Responsorial Psalm 83 (84), 3. 4. 5-6. 9-10

*Blessed is he who dwells in your house

When the pilgrim is on his way to Jerusalem, from the depths of his devotion and toil he can exclaim: "My soul yearns and longs for the atria of the Lord, my heart and my flesh exult in the living God".  Pilgrimage is indispensable for a life of faith, because when we are on our way to God, we can experience that we are a people journeying towards a goal, and in the difficulties of the journey experience physical weariness and the demands of the heart, discovering in this often tiring experience the wonders of faith. It is only when we recognise that our own strength is not enough that a new strength can take possession of us, enabling us to continue our journey to the goal. But for this to happen, the pilgrim, having reached the limit of his strength, must recognise himself as fragile and helpless as a bird. Then he will be given new wings: "Even the sparrow finds a home and the swallow a nest to lay her young, by your altars, Lord of hosts, my King and my God! (v.4)

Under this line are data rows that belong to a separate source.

Issue #1575, opened 2023-03-03
ADO extension fails when run in a container:  handleRequestFunction failed, { message: 'read ECONNRESET' }


katydecorah:
## Describe the bug

When run in a container, the ADO extension fails with: 

```
 handleRequestFunction failed, reclaiming failed request back to the list or queue
```

It will sometimes includes these additional error messages:
- ` ProtocolError: Protocol error (Target.setAutoAttach): Target closed.`
- `caused by: Error: "{ message: 'read ECONNRESET' }"`

**To Reproduce**

You can reproduce the error by running the extension in a container. https://learn.microsoft.com/en-us/azure/devops/pipelines/process/container-phases?view=azure-devops#single-job

```yaml
pool:
  vmImage: 'windows-2019'

container: mcr.microsoft.com/windows/servercore:ltsc2019

steps:
- script: set

- task: NodeTool@0
  inputs:
      versionSpec: '16.x'

- script: npm install yarn@1.22.10 -g
  displayName: install yarn as a global dependency
    
- task: accessibility-insights.prod.task.accessibility-insights@3
  displayName: '[should fail] staging accessibility insights task against URL with known failures'
  inputs:
    url: 'https://www.washington.edu/accesscomputing/AU/before.html'
```

## Repro example

- https://dev.azure.com/accessibility-insights-private/Accessibility%20Insights%20(private)/_build/results?buildId=42790&view=logs&j=12f1170f-54f2-53f3-20dd-22fc7dff55f9&t=7384d774-f7ca-599c-ee57-ab2c05be9247
- https://dev.azure.com/accessibility-insights-private/Accessibility%20Insights%20(private)/_build/results?buildId=42788&view=logs&j=6b902995-b73d-5f5c-66fd-a7f66c857d2c&t=ff9c4bdf-81d4-57c3-e146-7d6c292d3dad

## Expected behavior

According to [Running Puppeteer in Docker, Troubleshooting](https://github.com/puppeteer/puppeteer/blob/main/docs/troubleshooting.md#running-puppeteer-in-docker) there are likely extra steps we should recommend to the user.

It's not clear to me if there's anything we can do on the extension side or if this can be helped with added documentation

## Context (please complete the following information)

- OS Name & Version: 
- Azure DevOps Extension Version & Environment: 
- Browser Version: 
- Target Page: 

## Are you willing to submit a PR?

Yes

dbjorge:
[...]

PR #1759, opened 2023-08-05
fix: Emit a warning when on an unsupported Windows platform

codeofdusk:
#### Details
Some Windows Server versions (Nano Server and Server Core) lack the needed dependencies to run Chrome. This PR adds a check for this case (based on the information in https://github.com/microsoft/accessibility-insights-action/issues/1575#issuecomment-1528353206), displaying a warning in the console when it occurs. Specifically, it checks for the availability of the `Server-Media-Foundation` feature (only available on server editions, not client) with non-installed state.

##### Motivation
Addresses #1575.

##### Context
This pr adds a new dependency ([wmi-client](https://www.npmjs.com/package/wmi-client)) to `package.json`. In order to use this package and pass linting, we needed to create a declaration file for its types. This is `packages/ado-extension/src/wmic.d.ts`, which declares the `"wmi-client"` `module` and its `wmic` `class`.

#### Pull request checklist

- [x] Addresses an existing issue: #1575 (partially, only for Windows)


packages/ado-extension/src/install-runtime-dependencies.ts
```diff
@@ -1,3 +1,4 @@
+// @ts-nocheck
```
codeofdusk, line 1: I'm unsure of how to specify type hints around calls into the `node-wmi` package. Will add type hints before taking this out of draft.

packages/ado-extension/src/install-runtime-dependencies.ts
```diff
@@ -33,5 +34,28 @@ export function installRuntimeDependencies(): void {
...
+        const wmi = new WMIC();
+
+        wmi.query(
+            `SELECT Caption,InstallState FROM Win32_OptionalFeature WHERE name="ServerMediaFoundation"`,
+            function (err: string, features: Feature[]) {
+                const INSTALLSTATE_INSTALLED = 1;
+                for (const feat of features) {
+                    if (feat['InstallState'] !== INSTALLSTATE_INSTALLED)
+                        console.log(
+                            `##[warning]${feat['Caption']} is not installed! Verify that you are using a supported image (Server Core and Nano Server are not supported).`,
```
DaveTryon, line 54: What's the correlation between this warning going off and the failure occurring? If it's 100%, I'd suggest that it would be better to error out here, as opposed to forcing the user to comb through the logs to try to understand why it failed

DaveTryon (approved):
Approved with a question/suggestion

packages/ado-extension/src/install-runtime-dependencies.ts
madalynrose: @codeofdusk I defer to you on this one!

codeofdusk:
After discussion (offline) with @DaveTryon:

> It's an improvement over what we currently have. If people still can't figure it out, we can make it stronger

In our life, which is also a pilgrimage towards the heavenly Jerusalem, how often one is tempted to abandon everything, discouraged by small efforts that seem futile. It is enough, however, to invoke help, to recognise our powerlessness, and we receive a new strength, which is not our own: "Blessed is the man who finds his refuge in you" (v.6). And once the pilgrimage has been completed, it is necessary to set out again, facing the fatigue of returning to daily life, with its difficulties and the impossibility of fully sharing the spiritual experience just lived with those who remained behind. And here the pilgrim dreams of never having to leave again: "Blessed is he who dwells in your house: without end he sings your praises" (v.5). The reference is to the Levites, whose life is entirely consecrated to the service of the Temple in Jerusalem and even before the Temple was built, as we saw in the first reading, there were sanctuaries where priests had the privilege of dwelling, such as the priest Eli and the young Samuel.

In a broader sense, the 'inhabitants of the house of God' are the members of the chosen people, and pilgrimages are always marked by gratitude and wonder for this gratuitous choice of God on behalf of his people. The Jews know that, eventually, with the arrival of the Messiah, all men will be called to be inhabitants of the house of God and this messianic dimension is present in the psalm: "Look, O God, on him who is our shield, look on the face of the anointed one" (v.10). One glimpses here the dream of the final ascent to Jerusalem, announced by the prophets, when the whole of humanity will be gathered in joy on the holy mountain, around the Messiah. The verses read on this Sunday express above all the pilgrim's toil and prayer. In other verses, however, the love for the Temple, the love for Jerusalem, is sung, together with the deep joy and confidence that dwell in the believer. Twice God is called our 'shield', the one who protects us. There are also two "beatitudes": "Blessed is he who dwells in your house: without end he sings your praises" (v.5) and "Blessed is the man who finds his refuge in you and has your ways in his heart" (v.6). And the last verse of the psalm is again a "beatitude" that we do not read today: "Lord of hosts, blessed is the man who trusts in you" (v.13). It is the fortune of the poor and humble, of the 'bent' (in Hebrew anawim), to discover the only thing that really counts: our only true good is in God.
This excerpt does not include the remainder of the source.